2. No. Dismissal on the ground of lost of confidence must be established in proper


proceedings before an employee can be lawfully dismissed.
In this case, the record shows that the procedure required was not followed by the
petitioner when it dismissed the private respondents. There was no hearing conducted as required
by the rules, only an alleged background investigation that supposedly linked them to pilferages
in the pier. No charges were formally preferred against the private respondents nor where they
given a chance to defend themselves.

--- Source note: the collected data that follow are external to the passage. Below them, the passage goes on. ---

PR #503, opened 2020-09-04
fix: windows prepack bugs and path issues

### LINKED ISSUE #434: test bundle entry points are incorrectly generated on windows
Inside the manifest generator, we find all of the test files, and then require all of them into a single entry point which we then point our bundler at. On unix systems, [this code][1] works because the separator for node modules, `'/'` is the same as the file separator, `'/'` So when we use the operating system path generator to generate the name of the test module on node, we get something like `"./../../my-case.test.js"` which is a valid unix path _and_ a valid node module.

However, when we use this logic to generate the test module name on Windows, it produces `"./..\\..\\..\\my-case.test.js"` which is a valid Windows path, but _not_ a valid node module name.

Instead, we need to always generate a correct node module name from the filesystem regardless of whether it is on Windows or Unix.

[1]: https://github.com/thefrontside/bigtest/blob/45ec886b51fbad1ccf153d4a80abfb342a24c41a/packages/server/src/manifest-generator.ts#L25-L26

jbolda:
This fixes windows related bugs in the prepack step for all packages. It also addresses path issues and other configuration issues that prevent `yarn test` from running. It _does_ not address `child_process` which I thought made sense to open in another PR (less surface area to review).

This closes #434.


package.json
```diff
@@ -22,7 +22,6 @@
       "packages/project",
       "packages/bundler",
       "packages/todomvc",
-      "packages/convergence",
```
jbolda: This package doesn't exist anymore?

packages/cli/package.json
```diff
@@ -13,7 +13,7 @@
   ],
   "scripts": {
     "lint": "eslint '{src,test,bin}/**/*.ts'",
-    "test": "mocha -r ts-node/register 'test/{,!(fixtures)/**}/*.test.ts'",
+    "test": "mocha -r ts-node/register \"test/{,!(fixtures)/**}/*.test.ts\"",
```
jbolda, line 16: Single quotes do not work on windows so we need escaped double quotes.

packages/server/package.json
```diff
@@ -15,7 +15,7 @@
     "test": "mocha ./test/setup test/**/*.test.ts",
     "mocha": "mocha ./test/setup",
     "test:app:start": "ts-node ./bin/todomvc.ts",
-    "generate:schema": "BIGTEST_GENERATE_SCHEMA=true ts-node ./src/schema.ts",
+    "generate:schema": "env BIGTEST_GENERATE_SCHEMA=true ts-node ./src/schema.ts",
```
jbolda, line 18: Prepended `env` in a node script is afaik the most cross compatible way to inline an env var.

packages/todomvc/package.json
```diff
@@ -16,7 +16,7 @@
     "lint": "eslint 'src/**/*.ts' 'test/**/*.ts'",
     "test": "mocha -r ts-node/register test/**/*.test.ts",
     "build": "yarn prepack",
-    "prepack": "rm -rf dist && mkdir -p dist && cd app && cp app.package.json package.json && react-scripts build && cd .. && mv app/build dist/app && tsc --outdir dist --module commonjs --declaration --sourcemap && chmod a+x dist/start.js"
+    "prepack": "rm -rf dist && yarn mkdirp dist -p && cd app && cp app.package.json package.json && react-scripts build && cd .. && mv app/build dist/app && tsc --outdir dist --module commonjs --declaration --sourcemap && chmod a+x dist/start.js"
```
jbolda, line 19: Windows misbehaves with the `-p` and creates a folder for `-p` instead. So using the `mkdirp` node script to help us out here.

.github/workflows/test.yml
```diff
@@ -31,6 +31,7 @@ jobs:
     name: ${{ matrix.package }}
     needs: prepack
     strategy:
+      fail-fast: false
```
cowboyd: This is something we want, but isn't really part of this PR scope.

package.json
cowboyd: I don't think so no. We may me keeping it around so that we can eventually deprecate it with the release of 1.0? /cc @minkimcello In any event, let's address it separately.

cowboyd (commented):
Nice... not only will we be able to run on windows, but we can develop on it too!

.github/workflows/test.yml
jbolda: Aye, I dropped it in there for testing on my fork and forgot to delete it 🤦‍♂️

jbolda:
@cowboyd cheers, all set!

cowboyd (approved):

They were simply and arbitrarily separated and served
notices of termination in disregard of their rights to due process and security of tenure.

Loss of confidence constitutes a just cause for terminating an employer-employee


relationship. But for dismissal for loss of confidence to be warranted, there should naturally be
some basis for it. Unsupported by sufficient proof, loss of confidence is without basis and may
not be successfully invoked as a ground for dismissal. Loss of confidence as a ground for
dismissal has never been intended to afford an occasion for abuse by the employer of its
prerogative, as it can easily be subject to abuse because of its subjective nature.

The burden of proof rests upon the employer that the dismissal is for cause, and the
failure of the employer to do so would mean that the dismissal is not justified.